• [DATA FOR PROCESSING]:
PR #2081, opened 2025-12-18
MINIFICPP-2696 Add option for optimizationForSmallDB in DatabaseConte…

martinzink:
I’ve went ahead and this some testing so we can set a sensible default value for this new configurable value. Based on my testing it seems the processing overhead is negligible, unfortunately the memory gains are also not what one expect (flow specific)

I’ve created a bunch of flows and tried it various cache sizes.

- Simple GenerateFlowFile → LogAttribute 5MB Text (random)
  - processing throughput remained the same while achieving 10% lower memory footprint on avarage, but the memory usage was not consistent
- TailFile(30k lines) → MergeFile → LogAttribute, with GetFile → LogAttribute (to increase memory usage)
  - Processing time of the tailfile remained within run-to-run variance with 20-30% lower memory footprint

I’ve also noticed that compaction time and periodic https://man7.org/linux/man-pages/man3/malloc_trim.3.html makes memory footprint even smaller (much more noticably in some cases)

Methodology
Processing time was measured via log messages, memory footprint was measured via prometheus AgentStatus metrics
Baseline was setting the new variable to an empty string (which basically mimics the current main behaviour)

**I couldn’t measure performance losses but only tried with a small set of relatively simple flows, since this PR now changes the default behavior its important that we emphasise this change and the method to disable this in the release logs.**

### DIFF
--- a/extensions/rocksdb-repos/DatabaseContentRepository.cpp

• [WHAT THIS TASK INVOLVES]: Print the material above verbatim, first line through the line containing "I’ve created a", both included.

• [RESPONSE BOX]:
PR #2081, opened 2025-12-18
MINIFICPP-2696 Add option for optimizationForSmallDB in DatabaseConte…

martinzink:
I’ve went ahead and this some testing so we can set a sensible default value for this new configurable value. Based on my testing it seems the processing overhead is negligible, unfortunately the memory gains are also not what one expect (flow specific)

I’ve created a bunch of flows and tried it various cache sizes.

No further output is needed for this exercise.